La Toscana è sotto attacco. La cementificazione avanza a passi rapidissimi e molti comuni che hanno i centri storici abbandonati con edifici in rovina concedono  nuove licenze edilizie su suolo verde piuttosto che far ristrutturare gli edifici già esistenti, risparmiando terreno vergine. Questo comportamento è in parte dovuto agli interessi dei costruttori e delle banche (anche quelle locali). Ma in gran parte è dovuto al fatto che sulle nuove edificazioni edilizie e sulle infrastrutture lucrano i comuni che possono imporre nuove tasse e pagare interventi con denaro privato.   L'assessore all'Urbanistica e alla pianificazione del territorio della giunta uscente della Toscana, Anna  Marson ha cercato di contrastare la cementificazione di un territorio con i paesaggi tra i più belli del mondo. Sua è la lotta per l'approvazione di un piano paesaggistico per cercare di contrastare la devastazione del paesaggio toscano. Se pur tra molte modifiche peggiorative imposte dalla politica dei soliti interessi privati e tra alcune marcie indietro, il Piano paesaggistico è stato finalmente approvato e può certamente essere considerato un primo passo per un cambio di rotta che dovrebbe interessare un po' tutte le regioni italiane. Riporto qui di seguito l'articolo dell'Assessore pubblicato sul sito eddyburg.it.




Toscana. Lo scontro tra interesse pubblico e interessi privati non è finito

di AUTORE:ANNA MARSON   28 Marzo 2015
250  20
Intervento  al Consiglio Regionale dopo il voto di approvazione del Piano Paesaggistico della Regione Toscana, 27 marzo 2015. Senza peli sulla lingua.


1. Il voto di approvazione di un piano paesaggistico ancora definibile tale, intervenuto oggi nel penultimo giorno utile della legislatura dopo un lunghissimo dibattito dentro e fuori le sedi istituzionali, è l’esito di un assai ampio coinvolgimento pubblico nel merito delle scelte che la Regione Toscana si apprestava a compiere, e di una straordinaria mobilitazione culturale e socialein difesa del Piano paesaggistico.

Le prove che questo piano ha dovuto affrontare, nella sua natura di strumento portatore di innovazione culturale e normativa, non sono state facili.

Anche se la portata storica dell’evento è chiaramente incommensurabile, mi permetto di richiamare le parole di Calamandrei sull’esito della scelta repubblicana dell’Italia (Il Ponte, luglio-agosto 1946), sul cui cammino “non sono mancati i diversivi che miravano a mandare in lungo la partita, i tranelli preordinati a far perdere la serenità al giocatore meno esperto, e qualche svista pericolosa e, purtroppo, qualche tentativo di barare…Proprio di queste vicende bisogna tener conto per comprendere quanta fermezza e quanta resistenza morale sono state necessarie …per conseguire questa vittoria e per apprezzarne il valore... [in questo caso si è]dovuto superare imboscate e tradimenti che l’osservatore superficiale nemmeno sospetta”.

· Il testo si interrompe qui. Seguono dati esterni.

Issue #5701, opened 2017-03-12
while using NanGuardMode(nan_is_error=True ) -->  basic.py  in min raise NotImplementedError() NotImplementedError


jc-Rosichini:
Just went though the following issue when trying to catch a Nan using mode=NanGuardMode(nan_is_error=True ) 

**my config:**
theano: 0.9.0rc2.dev-674f8d5148cb8dcea446e7243e629d8f83647da5
numpy: 1.11.0
pygpu: 0.6.1
lasagne: 0.2.dev1
Using cuDNN version 5105
GeForce GTX 980M
Windows 10 x64

**compiled training function**
train_fn = theano.function([net.input_var, net.target_var], [loss, I, U, acc], updates=updates
 , mode=NanGuardMode(nan_is_error=True )                               

> Compilation starts at 2017-03-12 16:12:29
optimizer: rmsprop, initial learning rate:  0.001
train compilation took 169.327 seconds
Compilation starts at 2017-03-12 16:15:22
valid compilation took 116.101 seconds
Validation score before pursuing training 0.0539679
Training restarts at 2017-03-12 16:17:24

> Traceback (most recent call last):
>   File "C:\Users\PCGP1\Anaconda3\lib\site-packages\theano\gof\vm.py", line 482, in __call__
>     _, dt = self.run_thunk_of_node(current_apply)
>   File "C:\Users\PCGP1\Anaconda3\lib\site-packages\theano\gof\vm.py", line 402, in run_thunk_of_node
>     compute_map=self.compute_map,
>   File "C:\Users\PCGP1\Anaconda3\lib\site-packages\theano\compile\nanguardmode.py", line 344, in nan_check
>     do_check_on(storage_map[var][0], node)
>   File "C:\Users\PCGP1\Anaconda3\lib\site-packages\theano\compile\nanguardmode.py", line 296, in do_check_on
>     if contains_nan(value, nd, var):
>   File "C:\Users\PCGP1\Anaconda3\lib\site-packages\theano\compile\nanguardmode.py", line 121, in contains_nan
>     return np.isnan(f_gpua_min(arr.reshape(arr.size)))
>   File "C:\Users\PCGP1\Anaconda3\lib\site-packages\theano\compile\nanguardmode.py", line 227, in result
>     f = theano.function([guard_in], op(guard_in),
>   File "C:\Users\PCGP1\Anaconda3\lib\site-packages\theano\tensor\basic.py", line 1742, in min
>     raise NotImplementedError()
[...]

PR #6025, opened 2017-06-08
[ENH] Speed up nanguardmode by not checking *int* dtype

nouiz:
suggested in gh-5701

### DIFF
--- a/theano/compile/nanguardmode.py
+++ b/theano/compile/nanguardmode.py
@@ -106,7 +106,7 @@ def contains_nan(arr, node=None, var=None):
     """
     if not _is_numeric_value(arr, var):
         return False
-    elif "int" in str(getattr(arr, 'dtype', '')):
+    elif getattr(arr, 'dtype', '') in T.discrete_dtypes:
         return False
     elif pygpu_available and isinstance(arr, GpuArray):
         return np.isnan(f_gpua_min(arr.reshape(arr.size)))
@@ -141,7 +141,7 @@ def contains_inf(arr, node=None, var=None):
     """
     if not _is_numeric_value(arr, var):
         return False
-    elif "int" in str(getattr(arr, 'dtype', '')):
+    elif getattr(arr, 'dtype', '') in T.discrete_dtypes:
         return False
     elif pygpu_available and isinstance(arr, GpuArray):
         return (np.isinf(f_gpua_min(arr.reshape(arr.size))) or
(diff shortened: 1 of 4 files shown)


theano/compile/nanguardmode.py
```diff
@@ -106,6 +106,8 @@ def contains_nan(arr, node=None, var=None):
     """
     if not _is_numeric_value(arr, var):
         return False
+    elif "int" in str(getattr(arr, 'dtype', '')):
```
lamblin: Use `discrete_dtypes`, so it will work with Booleans as well

theano/compile/nanguardmode.py
```diff
@@ -139,6 +141,8 @@ def contains_inf(arr, node=None, var=None):
     """
     if not _is_numeric_value(arr, var):
         return False
+    elif "int" in getattr(arr, 'dtype', ''):
```
lamblin: Same here.

theano/compile/tests/test_nanguardmode.py
```diff
@@ -69,3 +69,14 @@ def test_NanGuardMode():
...
+
+    # Test with uint, we should not crash
+    x = T.matrix(dtype='uint8')
+    w = theano.shared(np.random.randn(5, 7).astype(theano.config.floatX))
+    y = T.dot(x, w)
+    a = (np.random.randn(3, 5).astype(theano.config.floatX) * 10).astype('uint8')
+    fun = theano.function(
+        [x], y,
+        mode=NanGuardMode(nan_is_error=True, inf_is_error=True)
+    )
```
lamblin: This would not have reproduced the crash in #5701 anyway, as we do not compile a Theano function using `T.min` unless we are executing on GPU.

theano/compile/nanguardmode.py
lamblin: It is crashing anyway because you get the `dtype` object here, not a string.

theano/compile/tests/test_nanguardmode.py
nouiz: I tested it manually with device=cuda and there was no more crash.

lamblin: Did you have the crash before your changes?

lamblin: I just ran the test with the master of Theano, and even with `device=cuda` (which is not supposed to happen when running tests), it still passes.

theano/compile/nanguardmode.py
lamblin: You're still missing Booleans. Why don't you want to use `getattr(arr, 'dtype', '') in T.discrete_dtypes`?

nouiz:
done

abergeron:
flake8

PR #6029, opened 2017-06-10
Fix issue in optimizations with bitwise operations

### LINKED ISSUE #4633: Bitwise "and" and "or" broken
I've found that the bitwise "and" and "or" operators do not function correctly on Theano 0.8.0 and 0.8.2:

```
>>> import theano, theano.tensor as T
>>> theano.function([], T.and_(5,6))()
array(6, dtype=int8)    # Should be 4
>>> theano.function([], T.or_(5,6))()
array(1, dtype=int8)    # Should be 7
```

I've tried several other pairs of values. It appears that "T.or_" is performing a logical instead of bitwise operation, outputting 0 if both operands are zero and 1 otherwise. "T.and_" outputs 0 if either operand is zero, and the second operand otherwise.

By the way, "and_" and "or_" are indeed intended as bitwise (not logical) operators, because they have the aliases "bitwise_and" and "bitwise_or".

However, the following is correct:

```
>>> theano.function([], theano.scalar.and_(5,6))()
4
>>> theano.function([], theano.scalar.or_(5,6))()
7
```

The bug did not exist in Theano 0.7.0.

lamblin:
Fix #4633

### DIFF
--- a/theano/tensor/tests/test_opt.py
+++ b/theano/tensor/tests/test_opt.py
@@ -3493,8 +3493,12 @@ class Test_local_useless_elemwise_comparison(unittest.TestCase):
         topo = f.maker.fgraph.toposort()
         assert len(topo) == 1
         assert topo[0].op == deep_copy_op
-        x_val = 10
-        assert f(x_val) == x_val
+        if f.outputs[0].variable.dtype == 'bool':
+            x_vals = [0, 1]
+        else:
+            x_vals = [0, 1, 10]
+        for x_val in x_vals:
+            assert f(x_val) == x_val
 
     def test_inequality_with_self(self):
         x = T.scalar('x', dtype=config.floatX)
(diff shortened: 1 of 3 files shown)


theano/tensor/tests/test_opt.py
```diff
@@ -3601,50 +3605,69 @@ def test_equality_shapes(self):
...
-        for zero, one in [(np.int8(0), np.int8(1)), (0, 1)]:
             f = theano.function([x], T.and_(x, zero), mode=mode)
             self.assert_eqs_const(f, 0)
 
             f = theano.function([x], T.and_(zero, x), mode=mode)
             self.assert_eqs_const(f, 0)
 
             f = theano.function([x], T.and_(x, one), mode=mode)
-            if f.outputs[0].variable.dtype == x.dtype:
+            if dtype == 'bool':
```
nouiz: This condition is useless. Idem bellow. You already check for bool dtype inside assert_identity

lamblin: But it should _not_ be the identity if the dtype is not bool.
For instance, `T.and_(2, one)` should give `0`, and `T.and_(3, one)` should give `1`.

Nel caso del piano paesaggistico le “imboscate” non sono derivate da un conflitto fra ambiente e sviluppo, come molti hanno sostenuto, ma tra interessi collettivi e interessi privati.

Ciò è testimoniato dal fatto che chi si è mosso a difesa del piano, come le associazioni ambientali e culturali, e molti autorevoli studiosi, non rappresenta in questa vicenda interessi particolari o privati. Mentre tutti coloro che a vario titolo hanno sollevato richieste di modifiche del piano l’hanno fatto mossi da interessi privati finalizzati al profitto, mascherato da occupazione e sviluppo.

E devo dare atto alle rappresentanze dei lavoratori - alla CGIL in particolare ma anche da alcuni rappresentanti della CISL - di avere individuato con grande chiarezza come ambiente e paesaggio costituiscano oggi, a fronte dei cambiamenti in corso e di quelli che si annunciano, due poste in gioco rilevanti per l’interesse collettivo, a partire dall’interesse dei lavoratori e di chi è in cerca di occupazione.

Ritengo quindi utile ripercorrere, sia pur in grande sintesi, alcuni dei passaggi salienti del percorso di piano che portano ulteriori evidenze a questo riguardo.

2. La procedura del piano e le imboscate subite

Il presidente della commissione consiliare nel citare gli emendamenti apportati in commissione ha più volte parlato di “grande lavoro rispetto cui non si può tornare indietro”.

Che dovremmo allora dire relativamente al lavoro di costruzione del piano, alla lunga e continua contrattazione istituzionale e sociale (anche in un clima di linciaggio personale di cui sono stata ripetutamente oggetto)[1], al lavoro di controdeduzione alle osservazioni presentate per arrivare a un testo equilibrato nel tenere in conto i diversi interessi legittimi?

La formazione del piano e' stato un atto quanto mai collettivo.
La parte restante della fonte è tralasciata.